I saw this on a homesteading forum and thought it was kind of neat. It would need some improvement but may work in milder climates.


----------



## FrillbackLover (Mar 18, 2011)

very strange... But neat! I wouldn't use chicken wire but. Yea and like you said, it would work best in mild climates


----------



## horseart4u (Jun 16, 2011)

where is the food and water?, and what is the middle part with nest bowl for? is it for youngsters weaning?


----------



## Shadybug Lofts (Mar 13, 2010)

I wonder how you clean everything through that little door, and how do you clean the middle?


----------



## Zippy (Nov 20, 2011)

I'm not overly concerned with how theyre cleaned or the wire, that can all get figured out. I am really impressed with the idea. That is an elegant use of those spools no matter how you slice it.


----------



## Crazy Pete (Nov 13, 2008)

Those are not nest bowls in the middle, they are covers for the whole in the center of the spool.
Dave


----------



## honeyrobber (Apr 28, 2011)

I have used spools like that for dog houses. Just nail a piece of tin on top and knock out one board for small dogs. I dislike the idea as they are hard to clean out without the wire around them let alone through that small hole.


----------



## Shadybug Lofts (Mar 13, 2010)

Yes it looks neat but not very practical at all. It would make a better squirrel cage. I'm not a fan of just taking anything you have laying around and trying to make a loft out of it. Lofts need certain things and that has nothing that a loft should have. I see no perches. There are no waterers and no feeders. You could never catch the birds all they would have to do is go to the back side.
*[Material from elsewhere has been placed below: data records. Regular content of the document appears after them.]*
PR #7379, opened 2016-12-08
[gym] Remove promotion for use_legacy_build_api

hjanuschka:
lets get rid of the legacy_build_api

### DIFF
--- a/gym/lib/gym/detect_values.rb
+++ b/gym/lib/gym/detect_values.rb
@@ -21,6 +21,11 @@ module Gym
 
       config[:use_legacy_build_api] = true if Xcode.pre_7?
 
+      if config[:use_legacy_build_api]
+        UI.deprecated("the use_legacy_build_api option is deprecated")
+        UI.deprecated("it should not be used anymore - e.g.: if you use app-extensions")
+      end
+
       detect_scheme
       detect_platform # we can only do that *after* we have the scheme
       detect_configuration
--- a/gym/lib/gym/options.rb
+++ b/gym/lib/gym/options.rb
@@ -95,14 +95,14 @@ module Gym
                                      is_string: false,
                                      optional: true),
         FastlaneCore::ConfigItem.new(key: :use_legacy_build_api,
-                                     deprecated: 'Do not use this option anymore.',
+                                     deprecated: "Don't use this option any more, as it's deprecated by Apple",
                                      env_name: "GYM_USE_LEGACY_BUILD_API",
-                                     description: "Don't use the new API because of https://openradar.appspot.com/radar?id=4952000420642816",
+                                     description: "Don't use this option any more, as it's deprecated by Apple",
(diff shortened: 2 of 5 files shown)


ohwutup:
Hey @hjanuschka, was there some discussion around this that you could reference?

KrauseFx:
I talked in the fastlane slack about this with Helmut, since there are so many people still asking about using the legacy build API, and it's not something we should recommend, since it's deprecated for over 2 years now. It's causing issues with Swift, WatchKit and apps with extensions.

KrauseFx:
We should try to get as little number of legacy build API users as possible and solve the underlying issue instead.

gym/lib/gym/detect_values.rb
```diff
@@ -21,6 +21,11 @@ def self.set_additional_default_values
 
       config[:use_legacy_build_api] = true if Xcode.pre_7?
 
+      if config[:use_legacy_build_api]
+        UI.deprecated("the use_legacy_build_api option is deprecated")
+        UI.deprecated("it should not be used anymore - e.g.: if you use app-extensions")
```
KrauseFx: Don't we have this message somewhere else already?

gym/lib/gym/options.rb
```diff
@@ -95,6 +95,7 @@ def self.plain_options
                                      is_string: false,
                                      optional: true),
         FastlaneCore::ConfigItem.new(key: :use_legacy_build_api,
+                                     deprecated: 'Do not use this option anymore.',
```
KrauseFx: Let's replace this with 
```
Don't use this option any more, as it's deprecated by Apple
```

KrauseFx (changes requested):

KrauseFx:
Maybe we should also make the warnings bigger and more prominent? I think we already show the message somewhere.

gym/lib/gym/options.rb
hjanuschka: done

gym/lib/gym/detect_values.rb
hjanuschka: i don't find it anywhere - do you have a hint?

hjanuschka (commented):
@KrauseFx feedback addressed
do you have any idea where we can put to this to address the "more prominent" thing?

gym/lib/gym/detect_values.rb
KrauseFx: Never mind

KrauseFx (approved):
Let's ship this 🎷

KrauseFx:
Could you resolve the 2 merge conflicts, and I can merge 👍

hjanuschka:
@KrauseFx should be mergable 🐙

KrauseFx:
This is a great change, thanks for preparing this  🚀

PR #7383, opened 2016-12-08
Gemfile fix Dir.pwd - with 

hjanuschka:
fixes  the fact that you cannot use `BUNDLE_GEMFILE` as used in
https://gist.github.com/hjanuschka/3040fc6f371f46acff72a5e67f649b27


KrauseFx:
Build is failing, and this might not be necessary with mono gem 👍

PR #7390, opened 2016-12-08
[deliver] no screenshot information - reword

hjanuschka:
be a bit more precise on the error message.
since screenshots won't be deleted by default anymore (only when `overwrite_screenshots` is set) 

as proposed by @KrauseFx


KrauseFx:
Thanks for preparing this change. Did you check if that's actually how _deliver_ behaves?

hjanuschka:
@krausefx - checked it - and if i am not wrong it should be how deliver behaves

KrauseFx (approved):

Then you have the cleaning issues, and thats just what you see at a glance.


----------



## logangrmnr (Jul 14, 2010)

They are set up behind his loft. I think he uses them for special pairings. I and others I know have built breeding cages on the back end of the loft. The idea is nice but he would have done better with boxes. But free is free and everyone is in to recycling these days.


----------



## billyr70 (Jun 11, 2009)

JasoninMN said:


> I saw this on a homesteading forum and thought it was kind of neat. It would need some improvement but may work in milder climates.


LOL, thats cool.


----------